Par Salomé Touitou
Pièce de poème liturgique juif, le piyyout est généralement chanté ou récité pendant l’office. Mais pas seulement. Certains remontent à l’époque du Temple de Jérusalem. Mais ils ont vu le jour tout au long des siècles qui ont jalonné l’ère actuelle jusqu’à l’époque de la Haskala.
Le piyyout ne fait pas à proprement partie de la prière. “Il est là pour l’agrémenter”, explique David Bensoussan. Les piyyoutim ont toujours fait partie de la vie de ce Marocain d’origine, aujourd’hui installé à Jérusalem. Enseignant et directeur d’école au Maroc, il a ensuite été amené à être ministre officiant à Bordeaux et à Toulouse. “A Bordeaux, il n’était pas question de chanter des piyyoutim, car il fallait suivre le rite espagnol-portuguais, mais à Toulouse, nous le faisions beaucoup, à la constantinoise.”

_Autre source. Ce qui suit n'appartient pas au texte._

PR #226, opened 2016-08-19
Remove navigator field from heartbeat action

brittanystoroz:
Removing the optional `navigator` prop from the show heartbeat action as it was causing problems in the addon. Also fixed some indentation while I was in there.


mythmon:
Looks good. r+ when CI is ready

Aujourd’hui, sa santé ne lui permet plus autant de chanter, mais à l’occasion de la hiloula de Rabbi Shimon, ou d’autres cérémonies, David Bensoussan se laisse aller à interpréter des piyyoutim en hébreu sur des airs andalous, genre musical qu’il affectionne particulièrement. Avec, en outre, deux autres cordes à son arc pour accompagner ses prestations vocales : le luth et l’accordéon qu’il manie avec plaisir et passion.
Il n’est pas rare de le rencontrer à l’office de Misgav Ladach, dirigé par son fils, le docteur Michel Bensoussan. Il faut dire que depuis des années, la synagogue est devenu un fief de la communauté sépharade francophone, connue pour son assemblée de paytanim, qui aiment à se relayer, en particulier les soirs de fête, pour chanter les piyyoutim. Parmi eux, maître Michel Abib, un avocat notaire bien connu de Jérusalem.
Un maître en la matière ? David Bensoussan pense en premier lieu au rabbin David Bouzaglo, également natif du Maroc, dont les piyyoutim sont connus pour la richesse de leurs mélodies et leurs textes poétiques. Né en 1903 à Casablanca, il a inspiré de nombreuses générations de chantres et paytanim, au Maroc, jusqu’en 1965, puis en Israël, jusqu’à sa disparition en 1975. Les foules se pressaient, aussi bien pour écouter ses piyyoutim que ses prières, comme à l’occasion de Kippour, dont on dit qu’il connaissait tous les offices par cœur, de Kol Nidré à Neila.
“Dans notre communauté, le piyyout se pratique tout le temps, à toutes les occasions”, note David Bensoussan, “aussi bien pour les mariages, qu’à la synagogue. “A Pessah, par exemple, on rajoute des piyyoutim pour les offices de Arvit et Shaharit.” Et les piyyoutim ont aussi leur recueil, les Bakashot, explique-t-il. Une tradition typiquement marocaine qui consiste à lire pendant les mois d’hiver, entre Souccoth et Pourim, soit très tôt le samedi matin, soit le samedi soir, une nouba. Chaque chabat a sa nouba, une suite musicale, empruntée à la musique andalouse et transmise essentiellement par voie orale. “Il en existait d’ailleurs 24 au départ, mais aujourd’hui, 11 sont restées, et les 13 autres se sont perdues”, déplore David Bensoussan.
Les piyyoutim du Maroc et d’Algérie trouvent en général leur racine en Andalousie. Un genre qui est loin de s’évanouir aujourd’hui. “Au contraire, il s’épanouit”, se réjouit David Bensoussan. Et de citer l’orchestre andalou d’Ashdod, qui s’emploie à perpétuer l’art des piyyoutim, dans l’interprétation mais aussi dans la création de nouveaux morceaux. La formation a d’ailleurs mis sur pied une chorale pour enfants où est enseigné l’art du piyyout. Un art qui repose non seulement sur des talents musicaux et vocaux, mais aussi sur des valeurs de partage et de fraternité. “Les paytanim sont tous des solistes, mais ils aiment se passer le relais. Il n’y a rien de plus beau que d’entendre un membre de l’assemblée entamer un couplet, puis de voir un autre lui succéder. Chanter les piyyoutim, c’est donner sa place à l’autre. Tout le monde est un paytan dans l’âme”, conclut David Bensoussan.